See MySQLReplicationRelay.pl for more information on relays.

FAQs

What Happens If There Is A Race Condition On A Record

e.g. An insert to the users table occurs on two seperate databases at the same time for the username 'alfie'. The problem here is that username is the primary key. Since the inserts happened at the same time, both inserts succeeded. It is only when they replicate will a primary key constraint fail. If this happens, replication will stop and manual intervention is necessary.

The only way to prevent this is to avoid the race in the first place:

  • Use an external arbiter to protect access to shared resources

    e.g. before inserting into the users table, each program performing the insert contacts the arbiter and request the inserting of 'alfie'. The first request is granted the insert while the others fail.

  • Shard your data so that race conditions cannot occur

    e.g. the users table is sharded based on the first letter of the usename. Inserts for 'alfie' only happen on the database with write access to the 'a' records.

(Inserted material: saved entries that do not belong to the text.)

PR #1427, opened 2022-04-29
Added target capability to entry point diriver.

kuzminrobin:
3-repo change: [Q#RT](https://github.com/microsoft/qsharp-runtime/pull/1002) + [Q#Compiler](https://github.com/microsoft/qsharp-compiler/pull/1427) + Internal Repo.
The CI build is expected to fail, but the qdk.release with full validation is expected to succeed.

PR #1437, opened 2022-05-16
Repeated PR: Added target capability to entry point driver

kuzminrobin:
Repeated #1427 (after revert).


kuzminrobin:
Force-merging since the overall qdk.release succeeded, and this is a repeated PR after a revert.

PR #1446, opened 2022-05-24
Edits to C# generation to make intrinsics in target packages work

bettinaheim:


src/QsCompiler/CSharpGeneration/SimulationCode.fs
```diff
@@ -1032,7 +1032,7 @@ module SimulationCode =
                         let undecorated = nameDecorator.Undecorate name
                         if String.IsNullOrWhiteSpace undecorated then name else undecorate undecorated
 
-                    "IIntrinsic" + undecorate n.Name
```
swernli, line 1035: This would seem to break (or perhaps supersede?) the `GenerateConcreteIntrinsics` feature that enables the use of target packages with C# generation. If this is removed, do the interfaces defined in https://github.com/microsoft/qsharp-runtime/tree/main/src/Simulation/TargetDefinitions/Interfaces no longer apply?

swernli:
I think that to get target packages and C# regeneration to work, all that needs to be added is logic that ensures regeneration is performed as if `GenerateConcreteIntrinsics` is specified (essentially inheriting the setting from the target packages instead of using the one from the current project). Normal C# generation already works with target packages.

src/QsCompiler/CSharpGeneration/SimulationCode.fs
bettinaheim: This is outdated and not part of the working e2e. If the changes to the C# generation are removed and left as it is on main, then the e2e using GenerateConcreteIntrinsics is failing with the failure linked on the runtime PR.

bettinaheim:
> I think that to get target packages and C# regeneration to work, all that needs to be added is logic that ensures regeneration is performed as if `GenerateConcreteIntrinsics` is specified (essentially inheriting the setting from the target packages instead of using the one from the current project). Normal C# generation already works with target packages.

I don't believe this is correct. I had both GenerateConcreteIntrinsics and the regeneration of C# code enabled by the Sdk, and that resulted in the linked build failure. No additional modifications. You are welcome to confirm yourself.

PR #1455, opened 2022-06-03
Removed .NET Core 2.1 and .NET Core 3.0 from TFMs recognized by the compiler as valid

filipw:
As per the official [.NET and .NET Core Support Policy](https://dotnet.microsoft.com/en-us/platform/support/policy/dotnet-core), support for .NET Core 3.0 ended on March 3, 2020 and for .NET Core 2.1 on August 21, 2021.

Recognizing these TFMs as valid for Q# programs not only produces the following MSBuild warnings:

```
The target framework 'netcoreapp2.1' is out of support and will not receive security updates in the future. 
Please refer to https://aka.ms/dotnet-core-support for more information about the support policy.
```

but can also be viewed as security risk.


swernli (approved):
Thanks for updating this!

anpaz:
@filipw, as you probably figured out we've been having some problems with our build pipeline that we had to escalate with Azure Devops support. Looks like the problem is fixed and we should be able to merge this soon.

  • Don't use AUTO_INCREMENT keys, use UUIDs instead

    Not useful in the users example, but for tables where AUTO_INCREMENT ids are used, switch to UUIDs to avoid clashes.

BUGS

  • The relay is still in development and have not been released yet

  • Communication over the wire is in plain text. Only use MySQL::Replication over a secure channel (e.g. stunnel, IPSec etc)

  • Row-based replication is not supported yet

  • LOAD DATA events are not supported yet

  • Filtering on queries, tables and schemas are not supported yet

SEE ALSO

AUTHOR

Alfie John, alfiej@opera.com

LICENSE AND COPYRIGHT

Copyright (c) 2011, Opera Software Australia Pty. Ltd. All rights reserved.

Redistribution and use in source and binary forms, with or without modification, are permitted provided that the following conditions are met:

  * Redistributions of source code must retain the above copyright notice,
    this list of conditions and the following disclaimer.
  * Redistributions in binary form must reproduce the above copyright notice,
    this list of conditions and the following disclaimer in the documentation
    and/or other materials provided with the distribution.
  * Neither the name of the copyright holder nor the names of its contributors
    may be used to endorse or promote products derived from this software
    without specific prior written permission.

THIS SOFTWARE IS PROVIDED BY THE COPYRIGHT HOLDERS AND CONTRIBUTORS "AS IS" AND ANY EXPRESS OR IMPLIED WARRANTIES, INCLUDING, BUT NOT LIMITED TO, THE IMPLIED WARRANTIES OF MERCHANTABILITY AND FITNESS FOR A PARTICULAR PURPOSE ARE DISCLAIMED. IN NO EVENT SHALL THE COPYRIGHT HOLDER OR CONTRIBUTORS BE LIABLE FOR ANY DIRECT, INDIRECT, INCIDENTAL, SPECIAL, EXEMPLARY, OR CONSEQUENTIAL DAMAGES (INCLUDING, BUT NOT LIMITED TO, PROCUREMENT OF SUBSTITUTE GOODS OR SERVICES; LOSS OF USE, DATA, OR PROFITS; OR BUSINESS INTERRUPTION) HOWEVER CAUSED AND ON ANY THEORY OF LIABILITY, WHETHER IN CONTRACT, STRICT LIABILITY, OR TORT (INCLUDING NEGLIGENCE OR OTHERWISE) ARISING IN ANY WAY OUT OF THE USE OF THIS SOFTWARE, EVEN IF ADVISED OF THE POSSIBILITY OF SUCH DAMAGE.